=== Activity ===
Using the data below, return all lines in which "have" appears.

Stored data entries
============================================================

PR #3814, opened 2024-05-30
Add API to control creative inventory screen

### LINKED ISSUE #3813: [Suggestion] Public API for dealing with creative mode pages/tabs
Currently it's impossible for mods to control FAPI's page system in creative inventory without using impl.

Here are some features this API should include:
- Allow getting and setting current page index (CreativeGuiExtensions impl)
- Getting the page count
- Getting the page associated with a specific tab (CreativeInventoryScreenMixin#fabric_getPage)
- Get a sorted list of tabs on a specific page
- Get/set the currently selected tab (vanilla accessor)

modmuss50:
Closes #3813


Syst3ms (approved):

BoogieMonster1O1 (approved):

fabric-item-group-api-v1/src/client/java/net/fabricmc/fabric/api/client/itemgroup/v1/FabricCreativeInventoryScreen.java
```diff
@@ -0,0 +1,117 @@
...
+	}
+
+	/**
+	 * Returns whether there are additional pages to show on top of the default vanilla pages.
+	 *
+	 * @return true if there are additional pages
+	 */
+	default boolean hasAdditionalPages() {
+		throw new AssertionError("Implemented by mixin");
+	}
```
NebelNidas, line 97: > whether there are additional pages to show on top of the default vanilla pages.

If "default vanilla pages" implies "pages present in the base game", how would cases like `24w14potato` be handled?

Vanilla on the right, Fabric API on the left:
image

I'd split this into two methods, `hasMultiplePages` and perhaps `hasNonVanillaItemGroups`.

NebelNidas (changes requested):

fabric-item-group-api-v1/src/client/java/net/fabricmc/fabric/api/client/itemgroup/v1/FabricCreativeInventoryScreen.java
modmuss50: We didnt handle that, its an edge case in one april fools version that we didnt care about. Thus I dont think we should design the API around this. If an official stream of the game was to add another tab we would need to make changes to the API. I dont expect this to happen though.

haykam821: I don't see an issue with that scenario, since this method mostly seems useful for determining whether the page selector will be rendered.

NebelNidas: Fair. I would mark this comment as resolved, though I don't seem to have a button for that 🤔

NebelNidas (approved):

fabric-item-group-api-v1/src/client/java/net/fabricmc/fabric/api/client/itemgroup/v1/FabricCreativeInventoryScreen.java
```diff
@@ -0,0 +1,117 @@
...
+	 * Returns an ordered list containing the item groups on the requested page.
+	 */
+	default List<ItemGroup> getItemGroupsOnPage(int page) {
+		throw new AssertionError("Implemented by mixin");
+	}
+
+	/**
+	 * Returns the page index of the given item group.
+	 *
+	 * <p>The common item groups always return the current page index.
```
haykam821: 'Common' might be vague in this case:

```suggestion
	 * <p>Item groups appearing on every page always return the current page index.
```

fabric-item-group-api-v1/src/client/java/net/fabricmc/fabric/api/client/itemgroup/v1/FabricCreativeInventoryScreen.java
```diff
@@ -0,0 +1,117 @@
...
+import net.minecraft.client.gui.screen.ingame.CreativeInventoryScreen;
+import net.minecraft.item.ItemGroup;
+
+/**
+ * Fabric provided extensions to {@link CreativeInventoryScreen}.
+ * This interface is automatically implemented on all creative inventory screens via Mixin and interface injection.
+ */
+public interface FabricCreativeInventoryScreen {
+	/**
+	 * Switches to the page with the given index.
```
haykam821:
```suggestion
	 * Switches to the page with the given index if it exists.
```

fabric-item-group-api-v1/src/client/java/net/fabricmc/fabric/api/client/itemgroup/v1/FabricCreativeInventoryScreen.java
```diff
@@ -0,0 +1,117 @@
...
+	 *
+	 * @param page the index of the page to switch to
+	 * @return Returns true when the page was changed
+	 */
+	default boolean switchToPage(int page) {
+		throw new AssertionError("Implemented by mixin");
+	}
+
+	/**
+	 * Switches to the next page.
```
haykam821:
```suggestion
	 * Switches to the next page if it exists.
```

fabric-item-group-api-v1/src/client/java/net/fabricmc/fabric/api/client/itemgroup/v1/FabricCreativeInventoryScreen.java
```diff
@@ -0,0 +1,117 @@
...
+	 *
+	 * @return Returns true when the page was changed
+	 */
+	default boolean switchToNextPage() {
+		return switchToPage(getCurrentPage() + 1);
+	}
+
+	/**
+	 * Switches to the previous page.
```
haykam821:
```suggestion
	 * Switches to the previous page if it exists.
```

haykam821 (commented):
Parts of the Javadoc could be clarified.

haykam821 (approved):

PR #3824, opened 2024-06-02
Port Model Loading API v1 to 1.21

PepperCode1:


modmuss50 (approved):
Echoing what I said on discord:

Using Either does feel little bit convoluted, especially if you don't care about the variant and just want the ID. The Context interfaces could maybe have a method to get the Identifier from the either? I did think about having a sealed interface that wraps both a ModelIdentifier and Identifier but I think that would be way too over engineered and I couldn't come up with a good name for it 😄  This might be a none issue though, I'm not too sure how people use this?

I think its great that you managed to keep the API basically the same, I'm not really able to give an in-depth review on the impl. Other than the one minor checkstyle issue id be happy to merge it, we can always make changes later once people start using it.

Thanks again for looking at this.

fabric-model-loading-api-v1/src/client/java/net/fabricmc/fabric/mixin/client/model/loading/BlockStatesLoaderMixin.java
```diff
@@ -0,0 +1,49 @@
...
+
+@Mixin(BlockStatesLoader.class)
+abstract class BlockStatesLoaderMixin implements BlockStatesLoaderHooks {
+	@Unique
+	@Nullable
+	private LoadingOverride loadingOverride;
+
+	@WrapWithCondition(method = "load()V", at = @At(value = "INVOKE", target = "Lnet/minecraft/client/render/model/BlockStatesLoader;loadBlockStates(Lnet/minecraft/util/Identifier;Lnet/minecraft/state/StateManager;)V"))
+	private boolean shouldDoVanillaLoading(BlockStatesLoader self, Identifier id, StateManager<Block, BlockState> stateManager, @Local Block block) {
+		return loadingOverride == null || !loadingOverride.loadBlockStates(block, id);
```
embeddedt: To be able to load one blockstate file at a time, I currently call the inner `loadBlockStates` method directly. Simply replacing the iterator in `load` with a singleton isn't ideal for me because it loads all the static definitions as well. For my approach to work with this loading override system, the Fabric API mixin here would need to be changed to an injector in `loadBlockStates` itself. Injecting at HEAD and conditionally canceling would probably work?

============================================================

=== Result below ===
NebelNidas: Fair. I would mark this comment as resolved, though I don't seem to have a button for that 🤔
Using Either does feel little bit convoluted, especially if you don't care about the variant and just want the ID. The Context interfaces could maybe have a method to get the Identifier from the either? I did think about having a sealed interface that wraps both a ModelIdentifier and Identifier but I think that would be way too over engineered and I couldn't come up with a good name for it 😄  This might be a none issue though, I'm not too sure how people use this?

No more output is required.